A single-institution retrospective study published in JSLS, The Journal of the Society of Laparoendoscopic Surgeons suggests that operative times may be shorter and blood loss lower when hysterectomy is done by high-volume surgeons. The analysis, however, found no difference between them and intermediate- or low-volume surgeons in terms of conversion to laparotomy, readmission rates, or incidence of intraoperative or postoperative complications, whereas hospital stays were slightly longer for the patients whose surgeons performed the most procedures.

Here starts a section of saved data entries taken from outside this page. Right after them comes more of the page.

Issue #405, opened 2015-02-26
Easily accessing solve time in JuMP


Shuvomoy:
Per Miles's suggestion I am opening this issue.

Currently  solve time in JuMP has to be accessed either by looking into the solver print out, or by running `@time begin 
solve (modelName) 
end`,
which gives a slightly higher value. It might be better if it could be accessed more directly.

mlubin:
So MathProgBase has ``getsolvetime``, we just have to expose it and make sure it's actually implemented by solvers. PRs accepted.

mlubin:
You can also try ``MathProgBase.getsolvetime(getInternalModel(jumpmodel))``.

IainNZ:
Would be awesome if you could submit this feature @Shuvomoy, a good start to future larger contributions maybe? :D

mlubin:
Closed by #422, thanks to @odow

Issue #356, opened 2015-01-10
Should getNumConstraints count quadratic and nonlinear constraints?


tkelman:
Slightly misleading to only return the number of linear constraints from this function, isn't it?

mlubin:
Good point, these methods haven't gotten much attention. I'd vote for separating into linear/quadratic/nonlinear constraints.

joehuchette:
What about 
```
(num_lin, num_quad, num_nl) = getNumConstrs
```
?

mlubin:
Seems reasonable to me, only issue is that it's a breaking change.

tkelman:
Maybe a dumb question, but is there a good reason for these to not use the MathProgBase names/interfaces?

IainNZ:
I'm fairly ok with the breaking change without deprecation, as I doubt this is used by casual users of JuMP, so they'll be capable of updating easily enough.

mlubin:
@tkelman, not really a good reason for not using the MPB names here, except to match the JuMP naming style. These functions are low-level enough that maybe it doesn't matter.

joehuchette:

The results are based on analysis of a database of hysterectomies performed at Brigham and Women’s Hospital in 2006, 2009, and 2010. A total of 1914 procedures-644 abdominal, 393 vaginal, and 877 laparoscopic or robotic-were included but hysterectomies performed for oncologic or obstetric indications were excluded. Surgeons were classified as low-volume (<11 hysterectomies per year), intermediate volume (11-50 hysterectomies per year), or high-volume (>50 procedures per year). Because the hospital is an academic institution, most of the surgeries were completed with resident or fellow assistance.
Of the 85 gynecologic surgeons represented in the database, 67 were low-volume, 10 were intermediate-volume, and 8 were high-volume and they performed 43.8% (838), 35.6% (682), and 20.6% (394) of the procedures, respectively. A trend toward more laparotomies was seen in the high-volume group (36.75% vs 31.7% for low- and intermediate volume groups; P=.061). A laparoscopic approach was most common among intermediate-volume surgeons (57.92%) compared with abdominal for both low- and high-volume surgeons (42.64% and 19.65%, respectively). Uterine fibroids were the most common indication for the procedures done by low- and intermediate-volume surgeons (64.47% and 69.65%, respectively), versus 49.4% for the high-volume group, which had more varied indications.
Information on age, length of hospital stay, and operative time was taken from medical records and charts were reviewed for factors such as body mass index, parity, prior abdominal surgeries, and estimated blood loss during surgery. Blood loss ≥1000 mL, vessel or visceral organ injury, and major cardiac/pulmonary events were the intraoperative complications reviewed. Continuous variables were compared with a one-way analysis of variance test and categorical variables were compared with the X2 of Fisher exact test.
Operative time was significantly lower in the high-volume group versus the intermediate- and low-volume surgeons (155.11 minutes, 199.19 minutes, and 203.35 minutes, respectively; P<.001). Blood loss also was significantly lower among the high-volume surgeons versus the other two groups (161.09 mL vs 205.58 mL and 237.96 mL, respectively; P<.001). Mean length of hospital stay, however, was slightly higher for hysterectomies performed by the high-volume group (2.06 days vs 1.35 days and 1.8 days for the intermediate- and low-volume groups, respectively; P<.001).
Their findings, the authors said, “confirm a strong relationship between operator surgical volume and both shorter operative time and lower estimated blood loss.” Greater complexity of cases handled by the high-volume surgeons, they theorized, might explain the increased length of stay associated with procedures performed by that group.